## WHAT THIS TASK INVOLVES
Your task is to quote the records from their first line through the line containing "PR #282, opened 2023-10-09", with nothing added or left out.

## THE INPUT
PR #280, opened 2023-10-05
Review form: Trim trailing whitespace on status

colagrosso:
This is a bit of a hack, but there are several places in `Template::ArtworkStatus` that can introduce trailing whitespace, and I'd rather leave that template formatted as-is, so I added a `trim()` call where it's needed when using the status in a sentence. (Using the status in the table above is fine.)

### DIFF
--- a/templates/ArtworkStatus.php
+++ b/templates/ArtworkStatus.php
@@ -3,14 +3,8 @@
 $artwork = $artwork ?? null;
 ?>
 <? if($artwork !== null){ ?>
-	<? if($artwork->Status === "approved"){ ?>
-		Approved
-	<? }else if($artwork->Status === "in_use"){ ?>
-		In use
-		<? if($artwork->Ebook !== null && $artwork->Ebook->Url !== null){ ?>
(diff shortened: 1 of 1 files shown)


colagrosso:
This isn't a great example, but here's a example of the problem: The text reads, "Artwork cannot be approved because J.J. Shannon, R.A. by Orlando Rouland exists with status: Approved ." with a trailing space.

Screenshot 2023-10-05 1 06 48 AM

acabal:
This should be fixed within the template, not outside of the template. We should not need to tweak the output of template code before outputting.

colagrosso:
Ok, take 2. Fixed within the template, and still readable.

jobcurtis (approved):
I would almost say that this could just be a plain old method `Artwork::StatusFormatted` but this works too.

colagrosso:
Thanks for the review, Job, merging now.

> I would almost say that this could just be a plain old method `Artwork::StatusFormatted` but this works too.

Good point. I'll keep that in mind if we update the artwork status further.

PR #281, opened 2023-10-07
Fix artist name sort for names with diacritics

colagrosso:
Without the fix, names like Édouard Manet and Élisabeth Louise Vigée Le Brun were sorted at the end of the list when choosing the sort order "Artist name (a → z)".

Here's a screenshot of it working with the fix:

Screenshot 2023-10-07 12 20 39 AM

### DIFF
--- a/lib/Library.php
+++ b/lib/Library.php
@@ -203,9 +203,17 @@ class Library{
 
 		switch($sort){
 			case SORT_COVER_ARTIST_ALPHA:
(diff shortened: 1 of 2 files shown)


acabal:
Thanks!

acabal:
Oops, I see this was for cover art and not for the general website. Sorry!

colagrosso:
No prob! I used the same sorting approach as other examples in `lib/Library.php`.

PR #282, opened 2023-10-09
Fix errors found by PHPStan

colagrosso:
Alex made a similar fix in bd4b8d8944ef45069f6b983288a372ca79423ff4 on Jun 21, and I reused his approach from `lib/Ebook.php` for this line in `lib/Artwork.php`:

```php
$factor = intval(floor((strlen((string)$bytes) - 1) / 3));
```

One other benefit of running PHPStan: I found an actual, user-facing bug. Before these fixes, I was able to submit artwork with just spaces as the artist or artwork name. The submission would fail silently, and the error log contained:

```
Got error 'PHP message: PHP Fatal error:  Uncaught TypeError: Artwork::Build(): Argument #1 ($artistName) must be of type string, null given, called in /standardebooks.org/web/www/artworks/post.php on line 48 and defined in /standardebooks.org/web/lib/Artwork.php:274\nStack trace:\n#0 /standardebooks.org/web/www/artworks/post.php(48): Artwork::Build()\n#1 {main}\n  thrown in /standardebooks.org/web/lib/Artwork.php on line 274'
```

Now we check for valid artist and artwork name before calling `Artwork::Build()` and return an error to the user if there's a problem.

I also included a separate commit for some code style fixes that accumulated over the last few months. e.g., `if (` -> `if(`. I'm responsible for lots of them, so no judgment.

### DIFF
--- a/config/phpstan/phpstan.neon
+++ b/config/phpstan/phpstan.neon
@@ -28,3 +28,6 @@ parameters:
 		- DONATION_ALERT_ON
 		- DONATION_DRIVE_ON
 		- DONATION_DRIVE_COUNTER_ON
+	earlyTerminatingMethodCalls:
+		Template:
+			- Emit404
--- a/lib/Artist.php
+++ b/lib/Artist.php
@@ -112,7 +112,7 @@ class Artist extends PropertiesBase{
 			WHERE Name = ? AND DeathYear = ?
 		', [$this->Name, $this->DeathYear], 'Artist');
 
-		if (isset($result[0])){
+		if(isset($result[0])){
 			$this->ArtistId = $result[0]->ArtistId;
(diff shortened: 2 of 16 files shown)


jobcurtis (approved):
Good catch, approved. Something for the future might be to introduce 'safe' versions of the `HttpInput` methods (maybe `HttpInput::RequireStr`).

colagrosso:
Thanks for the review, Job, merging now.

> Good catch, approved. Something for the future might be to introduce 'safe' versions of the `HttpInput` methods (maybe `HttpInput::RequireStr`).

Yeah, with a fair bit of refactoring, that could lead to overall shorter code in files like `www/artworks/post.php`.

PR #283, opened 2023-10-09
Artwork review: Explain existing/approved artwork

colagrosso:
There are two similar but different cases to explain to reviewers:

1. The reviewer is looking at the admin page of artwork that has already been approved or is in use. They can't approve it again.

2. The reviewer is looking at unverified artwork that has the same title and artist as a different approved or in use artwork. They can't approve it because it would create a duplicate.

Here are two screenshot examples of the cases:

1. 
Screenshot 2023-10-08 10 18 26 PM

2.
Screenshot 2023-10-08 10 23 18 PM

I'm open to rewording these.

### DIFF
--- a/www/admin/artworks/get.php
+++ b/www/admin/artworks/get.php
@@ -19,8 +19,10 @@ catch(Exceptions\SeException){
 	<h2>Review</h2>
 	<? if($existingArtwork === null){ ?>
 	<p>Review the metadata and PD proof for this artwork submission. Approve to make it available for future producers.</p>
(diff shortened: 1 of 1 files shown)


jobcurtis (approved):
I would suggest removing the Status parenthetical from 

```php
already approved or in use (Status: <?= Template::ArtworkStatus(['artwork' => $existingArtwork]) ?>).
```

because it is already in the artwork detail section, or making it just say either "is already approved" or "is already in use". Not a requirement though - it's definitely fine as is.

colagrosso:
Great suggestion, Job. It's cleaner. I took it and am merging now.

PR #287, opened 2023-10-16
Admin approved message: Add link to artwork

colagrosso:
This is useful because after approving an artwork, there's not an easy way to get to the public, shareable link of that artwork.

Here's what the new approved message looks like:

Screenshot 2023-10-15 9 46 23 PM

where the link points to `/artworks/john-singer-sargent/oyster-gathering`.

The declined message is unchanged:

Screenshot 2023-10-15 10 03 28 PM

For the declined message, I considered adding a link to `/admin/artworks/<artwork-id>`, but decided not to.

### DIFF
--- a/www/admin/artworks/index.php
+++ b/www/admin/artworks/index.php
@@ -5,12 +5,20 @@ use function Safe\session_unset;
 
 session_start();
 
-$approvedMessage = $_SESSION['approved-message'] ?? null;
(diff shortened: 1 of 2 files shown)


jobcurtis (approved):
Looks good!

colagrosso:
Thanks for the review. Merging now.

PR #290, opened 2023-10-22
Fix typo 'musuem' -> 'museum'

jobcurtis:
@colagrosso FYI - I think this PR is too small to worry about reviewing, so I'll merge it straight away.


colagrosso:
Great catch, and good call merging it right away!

## WRITTEN REPLY
PR #280, opened 2023-10-05
Review form: Trim trailing whitespace on status

colagrosso:
This is a bit of a hack, but there are several places in `Template::ArtworkStatus` that can introduce trailing whitespace, and I'd rather leave that template formatted as-is, so I added a `trim()` call where it's needed when using the status in a sentence. (Using the status in the table above is fine.)

### DIFF
--- a/templates/ArtworkStatus.php
+++ b/templates/ArtworkStatus.php
@@ -3,14 +3,8 @@
 $artwork = $artwork ?? null;
 ?>
 <? if($artwork !== null){ ?>
-	<? if($artwork->Status === "approved"){ ?>
-		Approved
-	<? }else if($artwork->Status === "in_use"){ ?>
-		In use
-		<? if($artwork->Ebook !== null && $artwork->Ebook->Url !== null){ ?>
(diff shortened: 1 of 1 files shown)


colagrosso:
This isn't a great example, but here's a example of the problem: The text reads, "Artwork cannot be approved because J.J. Shannon, R.A. by Orlando Rouland exists with status: Approved ." with a trailing space.

Screenshot 2023-10-05 1 06 48 AM

acabal:
This should be fixed within the template, not outside of the template. We should not need to tweak the output of template code before outputting.

colagrosso:
Ok, take 2. Fixed within the template, and still readable.

jobcurtis (approved):
I would almost say that this could just be a plain old method `Artwork::StatusFormatted` but this works too.

colagrosso:
Thanks for the review, Job, merging now.

> I would almost say that this could just be a plain old method `Artwork::StatusFormatted` but this works too.

Good point. I'll keep that in mind if we update the artwork status further.

PR #281, opened 2023-10-07
Fix artist name sort for names with diacritics

colagrosso:
Without the fix, names like Édouard Manet and Élisabeth Louise Vigée Le Brun were sorted at the end of the list when choosing the sort order "Artist name (a → z)".

Here's a screenshot of it working with the fix:

Screenshot 2023-10-07 12 20 39 AM

### DIFF
--- a/lib/Library.php
+++ b/lib/Library.php
@@ -203,9 +203,17 @@ class Library{
 
 		switch($sort){
 			case SORT_COVER_ARTIST_ALPHA:
(diff shortened: 1 of 2 files shown)


acabal:
Thanks!

acabal:
Oops, I see this was for cover art and not for the general website. Sorry!

colagrosso:
No prob! I used the same sorting approach as other examples in `lib/Library.php`.

PR #282, opened 2023-10-09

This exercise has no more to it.